## About this task
Begin at the line containing "An adversary tampering" in the entries below and end at the line containing "Another thing we"; transcribe that range exactly and nothing outside it.

## Records shown

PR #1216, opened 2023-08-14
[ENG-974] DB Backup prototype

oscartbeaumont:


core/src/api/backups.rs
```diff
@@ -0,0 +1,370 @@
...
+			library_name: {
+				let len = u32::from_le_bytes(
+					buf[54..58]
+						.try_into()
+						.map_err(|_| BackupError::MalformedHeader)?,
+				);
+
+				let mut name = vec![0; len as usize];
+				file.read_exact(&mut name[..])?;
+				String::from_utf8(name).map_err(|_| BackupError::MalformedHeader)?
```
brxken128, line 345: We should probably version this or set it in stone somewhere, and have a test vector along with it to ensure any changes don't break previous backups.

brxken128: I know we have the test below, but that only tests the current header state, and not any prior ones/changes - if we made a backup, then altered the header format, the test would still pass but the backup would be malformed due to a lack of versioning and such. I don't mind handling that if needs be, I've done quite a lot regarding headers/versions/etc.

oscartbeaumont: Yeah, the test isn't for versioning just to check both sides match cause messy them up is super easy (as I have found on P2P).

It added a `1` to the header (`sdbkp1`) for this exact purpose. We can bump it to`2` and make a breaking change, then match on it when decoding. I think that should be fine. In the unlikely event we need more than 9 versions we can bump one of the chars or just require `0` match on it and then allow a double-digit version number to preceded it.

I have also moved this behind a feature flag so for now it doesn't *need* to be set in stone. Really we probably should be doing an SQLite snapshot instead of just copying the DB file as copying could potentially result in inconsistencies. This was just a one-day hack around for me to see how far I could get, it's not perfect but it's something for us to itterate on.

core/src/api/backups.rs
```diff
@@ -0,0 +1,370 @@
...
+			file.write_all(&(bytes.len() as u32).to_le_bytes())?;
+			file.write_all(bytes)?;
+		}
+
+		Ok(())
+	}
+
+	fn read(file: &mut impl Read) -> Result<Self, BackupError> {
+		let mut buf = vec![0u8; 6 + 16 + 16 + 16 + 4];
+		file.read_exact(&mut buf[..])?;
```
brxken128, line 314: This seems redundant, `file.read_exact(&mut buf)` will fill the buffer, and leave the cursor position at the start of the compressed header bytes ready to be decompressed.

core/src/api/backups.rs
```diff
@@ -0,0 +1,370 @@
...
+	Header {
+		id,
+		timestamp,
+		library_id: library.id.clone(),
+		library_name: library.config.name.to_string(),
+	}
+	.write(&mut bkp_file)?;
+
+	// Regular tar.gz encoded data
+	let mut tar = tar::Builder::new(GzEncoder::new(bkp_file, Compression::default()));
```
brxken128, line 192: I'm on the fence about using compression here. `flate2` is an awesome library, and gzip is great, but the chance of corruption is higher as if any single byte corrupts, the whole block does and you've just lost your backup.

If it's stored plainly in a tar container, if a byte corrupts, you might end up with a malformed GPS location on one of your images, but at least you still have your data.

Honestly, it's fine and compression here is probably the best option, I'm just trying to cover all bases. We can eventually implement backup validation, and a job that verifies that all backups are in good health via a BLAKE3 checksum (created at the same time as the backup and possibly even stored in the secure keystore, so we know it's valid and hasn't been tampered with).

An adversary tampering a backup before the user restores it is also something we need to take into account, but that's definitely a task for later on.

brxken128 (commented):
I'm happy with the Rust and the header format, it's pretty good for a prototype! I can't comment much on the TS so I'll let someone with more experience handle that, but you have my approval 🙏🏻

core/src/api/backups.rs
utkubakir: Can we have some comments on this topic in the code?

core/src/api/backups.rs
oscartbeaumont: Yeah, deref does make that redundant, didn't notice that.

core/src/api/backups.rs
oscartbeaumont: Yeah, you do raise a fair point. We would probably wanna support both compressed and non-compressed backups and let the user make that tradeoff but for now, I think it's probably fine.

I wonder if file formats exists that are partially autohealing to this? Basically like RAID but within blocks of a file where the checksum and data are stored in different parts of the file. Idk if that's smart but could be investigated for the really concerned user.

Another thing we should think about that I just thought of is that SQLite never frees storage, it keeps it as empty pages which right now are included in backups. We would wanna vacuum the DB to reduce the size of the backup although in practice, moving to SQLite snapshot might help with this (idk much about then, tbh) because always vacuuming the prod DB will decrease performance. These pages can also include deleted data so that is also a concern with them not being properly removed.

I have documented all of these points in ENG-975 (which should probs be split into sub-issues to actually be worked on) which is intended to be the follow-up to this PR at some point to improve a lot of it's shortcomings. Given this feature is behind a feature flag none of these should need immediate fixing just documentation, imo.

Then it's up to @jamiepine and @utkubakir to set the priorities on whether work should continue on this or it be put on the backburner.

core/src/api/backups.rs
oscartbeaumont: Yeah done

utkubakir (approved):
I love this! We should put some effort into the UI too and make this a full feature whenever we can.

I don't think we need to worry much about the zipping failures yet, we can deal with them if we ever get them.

## Response
An adversary tampering a backup before the user restores it is also something we need to take into account, but that's definitely a task for later on.

brxken128 (commented):
I'm happy with the Rust and the header format, it's pretty good for a prototype! I can't comment much on the TS so I'll let someone with more experience handle that, but you have my approval 🙏🏻

core/src/api/backups.rs
utkubakir: Can we have some comments on this topic in the code?

core/src/api/backups.rs
oscartbeaumont: Yeah, deref does make that redundant, didn't notice that.

core/src/api/backups.rs
oscartbeaumont: Yeah, you do raise a fair point. We would probably wanna support both compressed and non-compressed backups and let the user make that tradeoff but for now, I think it's probably fine.

I wonder if file formats exists that are partially autohealing to this? Basically like RAID but within blocks of a file where the checksum and data are stored in different parts of the file. Idk if that's smart but could be investigated for the really concerned user.

Another thing we should think about that I just thought of is that SQLite never frees storage, it keeps it as empty pages which right now are included in backups. We would wanna vacuum the DB to reduce the size of the backup although in practice, moving to SQLite snapshot might help with this (idk much about then, tbh) because always vacuuming the prod DB will decrease performance. These pages can also include deleted data so that is also a concern with them not being properly removed.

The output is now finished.